Two Outputs: Solid Carbon and Clean Hydrogen

Every unit of natural gas that passes through the reactor yields two product streams. The first is solid carbon, engineered during dissociation into graphene and custom nano-carbon structures. All Rimere carbon is currently being proven out in two unique categories — crumpled nano-sheets and branched nano-spheres — with new products in development. The crumpled-sheet material, designated R1H, is graphene imaged by electron microscopy from actual production material; the branched-sphere material, R1L, is a family of carbon nano spheres.

These materials are third-party verified by Intertek and ACS Materials, and tunable to specification. Rimere is scaling toward commercial availability, with ACS Material as its global distribution partner.

The second stream is clean hydrogen. Because dissociation forms no CO2, the hydrogen comes out of the process as a zero-carbon fuel — a direct output of bond-breaking rather than a product of a reaction that emits carbon dioxide along the way.

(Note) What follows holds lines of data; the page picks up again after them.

PR #69, opened 2020-02-03
updated syntax for pipx

emmjab:
latest version of pipx (15 from 14) has new syntax

### DIFF
--- a/docker/base/Dockerfile
+++ b/docker/base/Dockerfile
@@ -62,10 +62,8 @@ RUN conda install gxx_linux-64
 ENV RENKU_DISABLE_VERSION_CHECK 1
 
 RUN python3 -m pip install pipx
-RUN pipx --version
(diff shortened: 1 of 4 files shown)


rokroskar:
So `pipx` I guess changed other parts of the interface as well... :/

docker/base/Dockerfile
```diff
@@ -63,7 +63,7 @@ ENV RENKU_DISABLE_VERSION_CHECK 1
 
 RUN python3 -m pip install pipx
```
rokroskar:
```suggestion
RUN python3 -m pip install pipx>=0.15.0.0
```

emmjab:
> Please add the `pipx` version requirement wherever we install `pipx` just to make it clear.

Done. I think I clicked too many buttons, the latest commit & check add the versions and the tests passed.

PR #249, opened 2017-08-12
Add the ability to force the renewal of all certificates

buchdag:
This PR add a `force_renew` script in the /app folder.

The script force the renewal of all existing certificates via the `--valid_min` argument of `simp_le` (asking for a minimum validity of 90 days, which for LE certificates means they'll be renewed no matter what).


buchdag:
@JrCs any thought on this ?

Issue #266, opened 2017-10-12
Can't automatic renew certificates


ArtemisSaber:
got error logs like this
~~~
Creating/renewal www.semimajoraxis.com certificates... (www.semimajoraxis.com)
2017-10-11 18:24:29,789:INFO:simp_le:1213: Generating new account key
2017-10-11 18:26:39,077:ERROR:acme.challenges:311: Unable to reach http://www.semimajoraxis.com/.well-known/acme-challenge/CTehfImmbm55NlFJ5UnhBkE_EEr-j2_Ljh6QI405aCU: HTTPConnectionPool(host='www.semimajoraxis.com', port=80): Max retries exceeded with url: /.well-known/acme-challenge/CTehfImmbm55NlFJ5UnhBkE_EEr-j2_Ljh6QI405aCU (Caused by NewConnectionError('<urllib3.connection.HTTPConnection object at 0x7fddb4368190>: Failed to establish a new connection: [Errno 110] Operation timed out',))
2017-10-11 18:26:39,082:WARNING:simp_le:1304: www.semimajoraxis.com was not successfully self-verified. CA is likely to fail as well!
2017-10-11 18:26:39,221:INFO:simp_le:1314: Generating new certificate private key
2017-10-11 18:26:41,132:ERROR:simp_le:1272: CA marked some of the authorizations as invalid, which likely means it could not access http://example.com/.well-known/acme-challenge/X. Did you set correct path in -d example.com:path or --default_root? Is there a warning log entry about unsuccessful self-verification? Are all your domains accessible from the internet? Failing authorizations: https://acme-v01.api.letsencrypt.org/acme/authz/-WpaCqooC7HziH3jb_foG_xSy_oYmmeEce72cc7tKa4
Challenge validation has failed, see error log.
~~~

executing curl http://www.semimajoraxis.com/.well-known/acme-challenge/CTehfImmbm55NlFJ5UnhBkE_EEr-j2_Ljh6QI405aCU -v
works well as intended, output is shown below
~~~
curl http://www.semimajoraxis.com/.well-known/acme-challenge/CTehfImmbm55NlFJ5UnhBkE_EEr-j2_Ljh6QI405aCU -v
*   Trying 107.170.194.132...
* Connected to www.semimajoraxis.com (107.170.194.132) port 80 (#0)
[...]

PR #270, opened 2017-11-01
Fix forced renewal of certificates

buchdag:
Forced renewal with `/app/force_renew` currently renew only the first certificate it find on `letsencrypt_service_data` due to a `&& shift` that should not have been there in the first place (my mistake entirely).

@JrCs > could you please merge this as soon as convenient for you ? This feature is really needed for troubleshooting.

### DIFF
--- a/app/letsencrypt_service
+++ b/app/letsencrypt_service
@@ -70,7 +70,7 @@ update_certs() {
         params_d_str=""
         [[ $DEBUG == true ]] && params_d_str+=" -v"
         [[ $REUSE_KEY == true ]] && params_d_str+=" --reuse_key"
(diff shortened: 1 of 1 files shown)


Avd6977:
When will this be merged? Looks like it also might fix #266

buchdag:
Why would it fix a cert generation issue ? It's just a script forcing renewal of all existing certificates, nothing else. If you cert creation fails, `/app/force_renew` won't change it.

Avd6977:
"Can't automatic renew certificates" is the issue title. That's they issue we're having with our certs. Getting emails that they are about to expire when they should be auto-renewing. Sorry if there was confusion there.

buchdag:
@JrCs > thanks !

PR #276, opened 2017-11-15
add some documentation

revolunet:
Hi,

Thanks for this great project. Tried to understand how it works and produced a little schema that i can share with you. is it correct ?

Also added a note in the readme to warn users that the domain name must be functionnal for the setup to work properly.


revolunet:
schema source : https://docs.google.com/drawings/d/1tQhliw8ixWBD8ygtN1K6oTs8a7L-FFk2hfkLXUbqFqg/edit?usp=sharing

Issue #277, opened 2017-11-15
TOS hash mismatch


benne:
There is a new LE TOS, so the TOS hash is currently wrong, and failing.

https://letsencrypt.org/repository/

cpu:
Hi @benne,

I'm not a maintainer of this project but I believe the root of this problem is with the upstream `simp_le` ACME client that `docker-letsencrypt-nginx-proxy-companion` uses. I opened https://github.com/zenhack/simp_le/issues/85 to get this issue addressed, thanks for reporting!

buchdag:
While the issue is being fixed upstream you should use the `ACME_TOS_HASH` en var set to the new ToS hash : `cc88d8d9517f490191401e7b54e9ffd12a2b9082ec7a1d4cec6101f9f1647e7b`

benne:
Oh, great - thanks :) Fast answer!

Why Programmable Chemistry Matters

The graphene market — projected at more than $5 billion by 2030 — has been held back by supply chain fragmentation, inconsistent product quality, and the inability to customize formulations for specific applications, leaving manufacturers settling for inferior materials or expensive alternatives. Plasma dissociation addresses the root cause: because the plasma conditions themselves determine the carbon structure, every material comes off the same system with no mechanical changes. Plasma is programmable chemistry. One platform. Infinite materials.

That programmability is already visible in application work. Rimere's carbon has been proven to shield more than 95% of electromagnetic interference — see how that works in graphene EMI shielding. In construction, a +20% gain in concrete strength is in active testing, covered in depth in our page on graphene-enhanced concrete. Rimere materials are also demonstrating effective oil recovery, water treatment, and soil enhancement, each in application testing.

Step back and the larger picture comes into focus. The global natural gas pipeline represents a trillion-dollar distribution infrastructure reaching every major industrial center on earth. By placing plasma dissociation at the end of that infrastructure, Rimere converts it into the world's first nano-material delivery network — converting the natural gas pipeline into the nano-material pipeline. Plasma dissociation is the mechanism that makes it possible: the fourth state of matter, put to work.